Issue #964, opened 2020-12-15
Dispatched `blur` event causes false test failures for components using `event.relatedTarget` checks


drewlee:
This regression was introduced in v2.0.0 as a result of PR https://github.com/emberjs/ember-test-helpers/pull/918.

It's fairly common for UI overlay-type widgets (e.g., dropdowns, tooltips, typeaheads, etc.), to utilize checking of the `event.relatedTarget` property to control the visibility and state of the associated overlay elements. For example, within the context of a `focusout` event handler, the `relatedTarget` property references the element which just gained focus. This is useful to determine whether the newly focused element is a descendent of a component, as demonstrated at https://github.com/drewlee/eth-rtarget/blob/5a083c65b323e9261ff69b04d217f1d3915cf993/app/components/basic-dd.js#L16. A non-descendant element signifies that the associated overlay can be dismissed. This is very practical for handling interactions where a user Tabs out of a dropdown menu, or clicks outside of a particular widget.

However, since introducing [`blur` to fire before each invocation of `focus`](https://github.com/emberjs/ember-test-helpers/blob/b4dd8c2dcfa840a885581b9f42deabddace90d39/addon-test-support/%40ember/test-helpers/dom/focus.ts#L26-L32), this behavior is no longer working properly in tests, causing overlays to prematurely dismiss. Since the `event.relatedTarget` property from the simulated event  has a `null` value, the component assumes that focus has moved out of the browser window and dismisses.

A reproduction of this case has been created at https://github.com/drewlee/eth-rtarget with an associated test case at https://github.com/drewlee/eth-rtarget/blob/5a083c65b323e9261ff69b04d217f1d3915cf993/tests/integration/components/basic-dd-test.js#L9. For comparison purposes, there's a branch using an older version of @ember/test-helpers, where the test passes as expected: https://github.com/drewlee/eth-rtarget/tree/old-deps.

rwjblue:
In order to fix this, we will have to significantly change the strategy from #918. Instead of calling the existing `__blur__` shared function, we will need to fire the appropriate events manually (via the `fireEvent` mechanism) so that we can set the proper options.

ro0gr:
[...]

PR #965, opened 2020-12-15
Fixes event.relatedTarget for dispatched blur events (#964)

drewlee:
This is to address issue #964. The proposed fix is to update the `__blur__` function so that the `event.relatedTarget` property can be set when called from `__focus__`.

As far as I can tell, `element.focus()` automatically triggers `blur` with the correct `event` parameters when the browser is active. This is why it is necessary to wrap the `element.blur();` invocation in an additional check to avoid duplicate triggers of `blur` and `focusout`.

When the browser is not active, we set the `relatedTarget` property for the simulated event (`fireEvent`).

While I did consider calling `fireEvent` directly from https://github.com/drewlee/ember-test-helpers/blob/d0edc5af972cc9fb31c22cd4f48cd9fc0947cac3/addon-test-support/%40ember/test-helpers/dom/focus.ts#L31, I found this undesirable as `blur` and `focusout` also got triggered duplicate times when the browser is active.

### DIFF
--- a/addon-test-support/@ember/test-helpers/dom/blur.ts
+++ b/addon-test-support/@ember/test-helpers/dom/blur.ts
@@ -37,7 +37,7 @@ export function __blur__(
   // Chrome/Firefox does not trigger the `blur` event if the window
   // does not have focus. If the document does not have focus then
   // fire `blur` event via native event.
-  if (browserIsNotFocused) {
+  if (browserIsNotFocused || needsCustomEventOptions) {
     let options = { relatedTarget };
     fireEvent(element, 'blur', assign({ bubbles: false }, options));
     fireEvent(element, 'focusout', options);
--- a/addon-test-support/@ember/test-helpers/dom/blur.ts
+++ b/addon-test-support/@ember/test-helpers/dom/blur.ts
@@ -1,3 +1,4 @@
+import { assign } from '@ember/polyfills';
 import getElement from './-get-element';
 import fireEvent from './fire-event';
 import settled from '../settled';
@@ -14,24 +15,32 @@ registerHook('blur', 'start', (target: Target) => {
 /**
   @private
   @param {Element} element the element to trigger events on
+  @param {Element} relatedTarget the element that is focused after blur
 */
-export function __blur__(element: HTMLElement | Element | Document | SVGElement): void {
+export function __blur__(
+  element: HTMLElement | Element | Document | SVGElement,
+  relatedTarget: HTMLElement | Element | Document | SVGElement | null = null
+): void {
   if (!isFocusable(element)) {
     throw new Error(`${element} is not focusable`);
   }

----------------------------------------

Task objective: Take every line from the data that includes the word "relatedTarget".

Solution:
Dispatched `blur` event causes false test failures for components using `event.relatedTarget` checks
It's fairly common for UI overlay-type widgets (e.g., dropdowns, tooltips, typeaheads, etc.), to utilize checking of the `event.relatedTarget` property to control the visibility and state of the associated overlay elements. For example, within the context of a `focusout` event handler, the `relatedTarget` property references the element which just gained focus. This is useful to determine whether the newly focused element is a descendent of a component, as demonstrated at https://github.com/drewlee/eth-rtarget/blob/5a083c65b323e9261ff69b04d217f1d3915cf993/app/components/basic-dd.js#L16. A non-descendant element signifies that the associated overlay can be dismissed. This is very practical for handling interactions where a user Tabs out of a dropdown menu, or clicks outside of a particular widget.
However, since introducing [`blur` to fire before each invocation of `focus`](https://github.com/emberjs/ember-test-helpers/blob/b4dd8c2dcfa840a885581b9f42deabddace90d39/addon-test-support/%40ember/test-helpers/dom/focus.ts#L26-L32), this behavior is no longer working properly in tests, causing overlays to prematurely dismiss. Since the `event.relatedTarget` property from the simulated event  has a `null` value, the component assumes that focus has moved out of the browser window and dismisses.
Fixes event.relatedTarget for dispatched blur events (#964)
This is to address issue #964. The proposed fix is to update the `__blur__` function so that the `event.relatedTarget` property can be set when called from `__focus__`.
When the browser is not active, we set the `relatedTarget` property for the simulated event (`fireEvent`).
     let options = { relatedTarget };
+  @param {Element} relatedTarget the element that is focused after blur
+  relatedTarget: HTMLElement | Element | Document | SVGElement | null = null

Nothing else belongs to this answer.